ASSIGNMENT:
Starting with the line that contains "Move ess-migration-tool to" and stopping after the line that contains "benbz, line 183: Why are we doing this?", return each line below exactly as written, with no others.

SUPPLIED INFORMATION:
--- START ---
PR #1130, opened 2026-03-12
update project to rely on python 3.14 explicitly

gaelgatelement:
This has been the case for a little while actually, but it was never updated in docs nor in the python project file.

### DIFF
--- a/scripts/migration/utils.py
+++ b/scripts/migration/utils.py
@@ -110,7 +110,7 @@ def get_nested_value(config: dict[str, Any], path: str) -> Any:
             elif isinstance(current, list):
                 try:
                     current = current[int(part)]
-                except (IndexError, ValueError):
+                except IndexError, ValueError:
                     return None
             elif part != parts[-1]:
                 return None  # Can't navigate further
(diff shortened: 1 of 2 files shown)


pyproject.toml
sandhose, line 1: Careful with this, if you're looking to ship tools that people can easily install on any setup (for the migration to ESS script), you probably want to support all the current Python versions unfortunately… which right now means 3.10 minimum. That's what ships in a still-supported Ubuntu LTS (22.04)

That's also what we support as part of our support policy on the Synapse side

gaelgatelement: Can we have distinct python version between the main project and a given workspace?

sandhose: Yes, but that means your tests will still run with the most recent version of python. It should although make `ruff` (and maybe `mypy`?) recognise the target python version and maybe tell you if you're using unsupported syntax/libraries?

If you're not using specific syntax/features requiring a more modern python version, I would just stick to 3.10

gaelgatelement: Well, I am, so I'll have to make the code work with older python version. But I'd like to do it only for the migration scripts.

gaelgatelement: I wll handle python version for migration package in https://github.com/element-hq/ess-helm/pull/1131

gaelgatelement:
In the end, we are going to stay compatible with python > 3.11 so that the migration scripts are available to as much OS as possible.

PR #1131, opened 2026-03-12
Move ess-migration-tool to a packages directory

gaelgatelement:
- We should distinguish what are packages we intend end-users to install (application/libraries) vs internal development scripts

### DIFF
--- a/pyproject.toml
+++ b/pyproject.toml
@@ -15,17 +15,13 @@ dependencies = []
 
 [tool.uv]
 [dependency-groups]
-# This should be kept in sync with packages/ess-migration-tool
-dev-tools = [
-        "ruff>=0.15.4",
-        "pytest>=8.4.2",
-        "mypy>=1.19.1",
-        "types-pyyaml>=6.0.12.20250915",
-        "types-cryptography>=3.3.23.2",
-        "types-jsonschema>=4.26.0.20260202",
-]
 dev = [
-  {include-group = "dev-tools"},
+  "ruff>=0.15.4",
+  "pytest>=8.4.2",
+  "mypy>=1.19.1",
+  "types-pyyaml>=6.0.12.20250915",
+  "types-cryptography>=3.3.23.2",
+  "types-jsonschema>=4.26.0.20260202",
   # For https://github.com/azimuth-cloud/pyhelm3/pull/36 & https://github.com/azimuth-cloud/pyhelm3/pull/37 & https://github.com/azimuth-cloud/pyhelm3/pull/39
   "pyhelm3 @ git+https://github.com/element-hq/pyhelm3.git@efa509e7501edeb9d04f2a9e688f6e0088305954",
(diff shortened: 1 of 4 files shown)


.github/workflows/scripts-linting.yml
```diff
@@ -70,4 +69,4 @@ jobs:
       with:
         persist-credentials: false
 
-    - uses: streetsidesoftware/cspell-action@9cd41bb518a24fefdafd9880cbab8f0ceba04d28  # v8.3.0
+    - uses: streetsidesoftware/cspell-action@9cd41bb518a24fefdafd9880cbab8f0ceba04d28  # v8
```
benbz: Revert me

tests/integration/test_synapse.py
```diff
@@ -180,9 +180,10 @@ async def make_request_and_assert_backend_used(path, backend, ssl_context, logs_
 
             attempts += 1
             await asyncio.sleep(1)
+        newline = chr(10)
```
benbz, line 183: Why are we doing this?

tests/manifests/test_configs_consistency.py
```diff
@@ -643,14 +643,15 @@ def check_paths_used_in_content(self):
                         break
                 else:
                     paths_not_found.append((str(MountPath(parent_mount, mount_node)), source))
+        newline = chr(10)
```
benbz, line 646: Why are we doing this?

pyproject.toml
```diff
@@ -10,49 +10,56 @@ version = "0.1.0"
...
-        "lightkube>=0.19.1",
-        "pytz>=2025.2",
-        "cryptography>=46.0.5",
-        "platformdirs>=4.9.2",
-        "python-on-whales>=0.80.0",
-        "aiohttp>=3.13.3",
-        "yamale>=6.1.0",
-        "typer>=0.24.1",
-        "pytest>=8.4.2",
+# This should be kept in sync with packages/ess-migration-tool
```
benbz: This feels fraught. Is there no way to get renovate to manage them both? Or to have `uv` manage them both in a single place

tests/integration/test_synapse.py
gaelgatelement: Because python 3.11 does not support `'\n'` in format strings

pyproject.toml
benbz: I see the comment has gone but both versions are currently in sync. Is that deliberate/accidental and required to carry on being the case or not?

gaelgatelement: The explicit dependencies are deliberate - they are dev dependencies of the root package, but runtime dependencies of the ess-migration-tool. I expect that they will be maintained properly by dependabot

benbz: What happens if dependabot doesn't keep the versions in sync? Or someone edits one place but not the other and they're out of sync until the next dependabot run?

PR #1142, opened 2026-03-17
ci: fix matrix-tools release being flaky

gaelgatelement:
I think this is what have been causing flakes with pushing images to the registry.

https://docs.docker.com/reference/cli/docker/buildx/build/#registry

> The registry exporter is a shortcut for type=image,push=true.

https://github.com/docker/bake-action

> push Bool Push is a shorthand for --set=*.output=type=registry (default false)

So according to this, I think we should not set output type in our docker bake action.

### DIFF
--- a/.github/workflows/matrix-tools.yml
+++ b/.github/workflows/matrix-tools.yml
@@ -126,7 +126,6 @@ jobs:
           cwd://${{ steps.meta.outputs.bake-file }}
         targets: matrix-tools
         set: |
-          *.output=type=image
           *.platform=linux/amd64,linux/arm64
         # https://docs.zizmor.sh/audits/#cache-poisoning
         # This is not catched by zizmor but arguably we need to disable cache for docker builds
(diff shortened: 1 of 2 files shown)


.github/workflows/matrix-tools.yml
```diff
@@ -126,7 +126,6 @@ jobs:
           cwd://${{ steps.meta.outputs.bake-file }}
         targets: matrix-tools
         set: |
-          *.output=type=image
```
benbz, line 129: Do we need / want to include this if `github.ref_type != 'tag'` ?

gaelgatelement: I dont think so. Current CI does the build but ends up with a warning : 

> WARNING: No output specified for matrix-tools target(s) with docker-container driver. Build result will only remain in the build cache. To push result image into registry use --push or to load image into docker use --load

Which I think is fine

https://github.com/element-hq/ess-helm/actions/runs/23200708648/job/67423209951?pr=1142

benbz (approved):

PR #1149, opened 2026-03-18
Migration Tool : Support PermissionError

gaelgatelement:
Fixes : 

```
ess-migration-tool --synapse-config /etc/synapse/homeserver.yaml 
🚀 Starting Matrix Stack to ESS Migration
📦 Step 0/4 (0%): Loading and validating input files
📦 Step 1/4 (25%): Migrating configuration to ESS values
❌ Migration failed!
💥 Error: [Errno 13] Permission denied: '/etc/synapse/legacy.localhost.signing.key'
📚 Check logs for details and try again.
ERROR:root:Migration failed: [Errno 13] Permission denied: '/etc/synapse/legacy.localhost.signing.key'

```

### DIFF
--- a/packages/ess-migration-tool/newsfragments/1149.misc.md
+++ b/packages/ess-migration-tool/newsfragments/1149.misc.md
@@ -1,0 +1,1 @@
+Prepare `ess-migration-tool` for pypi publishing.
--- a/packages/ess-migration-tool/src/ess_migration_tool/extra_files.py
+++ b/packages/ess-migration-tool/src/ess_migration_tool/extra_files.py
@@ -406,6 +406,9 @@ class ExtraFilesDiscovery:
         if self._is_binary_file(file_path):
             extra_file.cleartext = False
 
-        with open(file_path):
-            extra_file.content = file_path.read_bytes()
+        try:
+            with open(file_path):
+                extra_file.content = file_path.read_bytes()
+        except PermissionError as err:
+            raise ExtraFilesError(f"Permission denied when reading file: {file_path}") from err
         return extra_file
--- a/packages/ess-migration-tool/src/ess_migration_tool/secrets.py
+++ b/packages/ess-migration-tool/src/ess_migration_tool/secrets.py
@@ -76,6 +76,8 @@ class SecretDiscovery:
                         logging.info(f"Found file value for {secret_key}")
                     except FileNotFoundError:
                         logger.warning(f"File not found: {file_path}")
+                    except PermissionError:
+                        logger.warning(f"Permission denied when reading file: {file_path}")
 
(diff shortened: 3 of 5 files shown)


gaelgatelement:
> Does this need to detect if any critical files could not be migrated?
> 
> IIRC changing the signing key when migrating a Synapse homeserver breaks federation ([related docs](https://element-hq.github.io/synapse/latest/usage/administration/backups.html#server-signing-key)). So maybe the migration should warn if it could not be found / suggest how it may be (securely) migrated manually.



> Does this need to detect if any critical files could not be migrated?
> 
> IIRC changing the signing key when migrating a Synapse homeserver breaks federation ([related docs](https://element-hq.github.io/synapse/latest/usage/administration/backups.html#server-signing-key)). So maybe the migration should warn if it could not be found / suggest how it may be (securely) migrated manually.

So this is what it looks like : 

```
 ess-migration-tool --synapse-config /etc/synapse/homeserver.yaml 
🚀 Starting Matrix Stack to ESS Migration
📦 Step 0/4 (0%): Loading and validating input files
📦 Step 1/4 (25%): Migrating configuration to ESS values

============================================================
🔐 SYNAPSE SECRETS REQUIRED FOR MIGRATION
============================================================
The following SYNAPSE secrets are required but could not be automatically
discovered from your configuration files. Please provide them:
📝 Signing key
   Secret path: synapse.signingKey
   Please paste the secret value: 
```

The user cannot skip this : 

```
   Please paste the secret value: 
   ❌ Value cannot be empty. Please try again.
   Please paste the secret value: 
   ❌ Value cannot be empty. Please try again.
   Please paste the secret value: 
   ❌ Value cannot be empty. Please try again.
   Please paste the secret value: 
```

I think we might want to double-check the content of the signing key, but that would be the role of another PR.

gaelgatelement:
To expand a bit more on the explanations here : 

 - The script does not skip this secret because it has [init_if_missing_from_source_cfg=False](https://github.com/element-hq/ess-helm/blob/1f05d65ffef2058804822400ded98077f7460d6e/packages/ess-migration-tool/src/ess_migration_tool/synapse.py#L217). This is set to False on purpose because, as you said, we **do not want** to automatically generate a new signing key 
- On the contrary, the script would continue and jsut warn that the registration shared secret will be re-generated. It has [init_if_missing_from_source_cfg=True](https://github.com/element-hq/ess-helm/blob/1f05d65ffef2058804822400ded98077f7460d6e/packages/ess-migration-tool/src/ess_migration_tool/synapse.py#L210) and we do not consider it critical if it breaks external script relying on this shared secret. Especially since the user can always figure out where the issue is, and restore the previous secret later on.

PR #1155, opened 2026-03-19
Migration: Allow the user to use ESS postgres database

gaelgatelement:
This allows the user to decide between using their existing postgres database, or migrate everything to ESS-managed databases.

### DIFF
--- a/packages/ess-migration-tool/src/ess_migration_tool/engine.py
+++ b/packages/ess-migration-tool/src/ess_migration_tool/engine.py
@@ -38,8 +38,12 @@ class MigrationEngine:
     def __post_init__(self) -> None:
         """Initialize the migration engine."""
         for migration, secret_discovery_strategy, extra_file_strategy in [
-            (SynapseMigration(self.global_options), SynapseSecretDiscovery(), SynapseExtraFileDiscovery()),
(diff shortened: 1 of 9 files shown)


packages/ess-migration-tool/src/ess_migration_tool/__main__.py
```diff
@@ -313,6 +332,144 @@ def main() -> int:
         pretty_logger.info("📚 For more details on deployment and data migration, refer to the ESS documentation.")
         pretty_logger.info("")
 
+        # Add database-specific instructions
+        if not engine.global_options.use_existing_database:
```
AndrewFerr, line 340: Is this meant to cover the `None` / "unselected" case too?  Or is it guaranteed to have a choice by this point?

If not:
```suggestion
        if engine.global_options.use_existing_database is False:
```

gaelgatelement: > Is this meant to cover the None / "unselected" case too? Or is it guaranteed to have a choice by this point?

We are guaranteed to have a choice by this point due to ` self.prompt_for_database_choice()` in the migration engine. But I agree it's not very clear when reading at the code here, I'll see for moving it here.

PR #1217, opened 2026-04-07
Improve credential schema

benbz:
Previously we always setup empty dictionaries for each credential. This meant we couldn't do strict schema validation that one of `value` or `secret`+`secretKey` is present. We had a helper (sometimes) present to check for some of these issues but it wasn't consistently applied either.

~~Draft as exploring whether we want to do this or not~~ I think this is worthwhile as more things can be validate by the schema and it hasn't imposed too much change on the chart itself.


jaywink (approved):
This feels cleaner 👍

PR #1238, opened 2026-04-17
Fix formatting error in DEVELOPERS.md

AndrewFerr:


benbz (approved):
Doesn't need a changelog fragment IMO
--- END ---
RESPONSE TO THIS TASK:
Move ess-migration-tool to a packages directory

gaelgatelement:
- We should distinguish what are packages we intend end-users to install (application/libraries) vs internal development scripts

### DIFF
--- a/pyproject.toml
+++ b/pyproject.toml
@@ -15,17 +15,13 @@ dependencies = []
 
 [tool.uv]
 [dependency-groups]
-# This should be kept in sync with packages/ess-migration-tool
-dev-tools = [
-        "ruff>=0.15.4",
-        "pytest>=8.4.2",
-        "mypy>=1.19.1",
-        "types-pyyaml>=6.0.12.20250915",
-        "types-cryptography>=3.3.23.2",
-        "types-jsonschema>=4.26.0.20260202",
-]
 dev = [
-  {include-group = "dev-tools"},
+  "ruff>=0.15.4",
+  "pytest>=8.4.2",
+  "mypy>=1.19.1",
+  "types-pyyaml>=6.0.12.20250915",
+  "types-cryptography>=3.3.23.2",
+  "types-jsonschema>=4.26.0.20260202",
   # For https://github.com/azimuth-cloud/pyhelm3/pull/36 & https://github.com/azimuth-cloud/pyhelm3/pull/37 & https://github.com/azimuth-cloud/pyhelm3/pull/39
   "pyhelm3 @ git+https://github.com/element-hq/pyhelm3.git@efa509e7501edeb9d04f2a9e688f6e0088305954",
(diff shortened: 1 of 4 files shown)


.github/workflows/scripts-linting.yml
```diff
@@ -70,4 +69,4 @@ jobs:
       with:
         persist-credentials: false
 
-    - uses: streetsidesoftware/cspell-action@9cd41bb518a24fefdafd9880cbab8f0ceba04d28  # v8.3.0
+    - uses: streetsidesoftware/cspell-action@9cd41bb518a24fefdafd9880cbab8f0ceba04d28  # v8
```
benbz: Revert me

tests/integration/test_synapse.py
```diff
@@ -180,9 +180,10 @@ async def make_request_and_assert_backend_used(path, backend, ssl_context, logs_
 
             attempts += 1
             await asyncio.sleep(1)
+        newline = chr(10)
```
benbz, line 183: Why are we doing this?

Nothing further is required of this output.